**Task to complete:** Gather up every line from the entries below that uses the word "tests".

**Records for this task:**
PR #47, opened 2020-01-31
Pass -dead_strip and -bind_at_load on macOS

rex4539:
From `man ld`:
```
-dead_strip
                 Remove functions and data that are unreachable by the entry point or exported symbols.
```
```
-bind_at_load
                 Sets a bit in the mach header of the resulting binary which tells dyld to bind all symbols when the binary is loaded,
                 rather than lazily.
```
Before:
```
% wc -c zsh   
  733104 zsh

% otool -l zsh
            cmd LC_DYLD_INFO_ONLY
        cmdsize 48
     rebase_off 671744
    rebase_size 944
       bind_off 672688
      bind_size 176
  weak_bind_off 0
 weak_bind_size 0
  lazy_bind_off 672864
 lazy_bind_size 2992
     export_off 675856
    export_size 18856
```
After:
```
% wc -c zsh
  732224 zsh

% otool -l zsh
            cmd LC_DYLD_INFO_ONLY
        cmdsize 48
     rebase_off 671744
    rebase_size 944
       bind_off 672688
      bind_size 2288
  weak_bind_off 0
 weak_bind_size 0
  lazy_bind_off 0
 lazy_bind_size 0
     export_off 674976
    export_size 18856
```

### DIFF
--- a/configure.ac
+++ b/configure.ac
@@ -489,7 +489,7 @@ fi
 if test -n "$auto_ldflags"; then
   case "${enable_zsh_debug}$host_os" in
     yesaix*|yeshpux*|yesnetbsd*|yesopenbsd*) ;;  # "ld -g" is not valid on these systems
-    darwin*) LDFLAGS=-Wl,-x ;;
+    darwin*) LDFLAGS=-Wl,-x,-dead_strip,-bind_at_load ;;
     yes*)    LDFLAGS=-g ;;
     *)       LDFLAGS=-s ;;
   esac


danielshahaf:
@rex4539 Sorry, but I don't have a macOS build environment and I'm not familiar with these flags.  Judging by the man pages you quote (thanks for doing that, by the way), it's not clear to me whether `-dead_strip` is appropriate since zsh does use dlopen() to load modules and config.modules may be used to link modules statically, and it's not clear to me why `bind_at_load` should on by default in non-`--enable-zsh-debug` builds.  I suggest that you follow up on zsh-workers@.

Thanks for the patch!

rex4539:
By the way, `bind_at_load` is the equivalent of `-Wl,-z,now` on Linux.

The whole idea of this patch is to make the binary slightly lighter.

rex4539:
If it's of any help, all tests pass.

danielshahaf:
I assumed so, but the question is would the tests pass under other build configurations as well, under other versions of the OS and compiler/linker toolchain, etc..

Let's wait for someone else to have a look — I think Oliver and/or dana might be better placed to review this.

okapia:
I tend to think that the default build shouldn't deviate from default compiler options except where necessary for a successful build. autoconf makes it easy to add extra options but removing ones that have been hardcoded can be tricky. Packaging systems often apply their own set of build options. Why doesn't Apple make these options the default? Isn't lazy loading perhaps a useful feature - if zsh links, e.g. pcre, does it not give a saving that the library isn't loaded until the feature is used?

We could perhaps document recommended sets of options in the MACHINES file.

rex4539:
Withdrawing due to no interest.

**Reply:**
If it's of any help, all tests pass.
I assumed so, but the question is would the tests pass under other build configurations as well, under other versions of the OS and compiler/linker toolchain, etc..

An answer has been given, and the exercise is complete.